#### [THE TASK]
Write the data out verbatim.

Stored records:
PR #511, opened 2025-06-14
Add utility function for batched simulations

### LINKED ISSUE #478: Add convenience function for batched sampling from simulator
As far as I can tell, `Simulator.sample` does not support a sample size argument, which would be nice for more memory-intensive simulators when a large number of samples is necessary. The functionality is already available via the `Simulator.rejection_sample` method, but requires specifying a valid `predicate` that returns `True` for all entries, like in this example:

```python
simulator.rejection_sample(
    num_simulations, sample_size=1000, predicate=lambda x: np.full((x["observables"].shape[0],), True)
)
```

The easiest thing would be to wrap this somehow, e.g. introduce a special case where the predicate is ignored, and use this in a `sample_batched` function. It's not a large change, but I'm not certain what the best choices are here. @LarsKue could you take a look when you find the time?

vpratz:
The implementation is a simple wrapper leveraging the batching capabilities of `rejection_sample`. It provides batched simulations along the first dimension.

Closes #478.

### DIFF
--- a/bayesflow/simulators/simulator.py
+++ b/bayesflow/simulators/simulator.py
@@ -66,3 +66,32 @@ class Simulator:
                 result = tree_concatenate([result, samples], axis=axis, numpy=True)
 
         return result
+
+    @allow_batch_size
+    def sample_batched(
+        self,
+        batch_shape: Shape,
+        *,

#### [RESPONSE]
PR #511, opened 2025-06-14
Add utility function for batched simulations

### LINKED ISSUE #478: Add convenience function for batched sampling from simulator
As far as I can tell, `Simulator.sample` does not support a sample size argument, which would be nice for more memory-intensive simulators when a large number of samples is necessary. The functionality is already available via the `Simulator.rejection_sample` method, but requires specifying a valid `predicate` that returns `True` for all entries, like in this example:

```python
simulator.rejection_sample(
    num_simulations, sample_size=1000, predicate=lambda x: np.full((x["observables"].shape[0],), True)
)
```

The easiest thing would be to wrap this somehow, e.g. introduce a special case where the predicate is ignored, and use this in a `sample_batched` function. It's not a large change, but I'm not certain what the best choices are here. @LarsKue could you take a look when you find the time?

vpratz:
The implementation is a simple wrapper leveraging the batching capabilities of `rejection_sample`. It provides batched simulations along the first dimension.

Closes #478.

### DIFF
--- a/bayesflow/simulators/simulator.py
+++ b/bayesflow/simulators/simulator.py
@@ -66,3 +66,32 @@ class Simulator:
                 result = tree_concatenate([result, samples], axis=axis, numpy=True)
 
         return result
+
+    @allow_batch_size
+    def sample_batched(
+        self,
+        batch_shape: Shape,
+        *,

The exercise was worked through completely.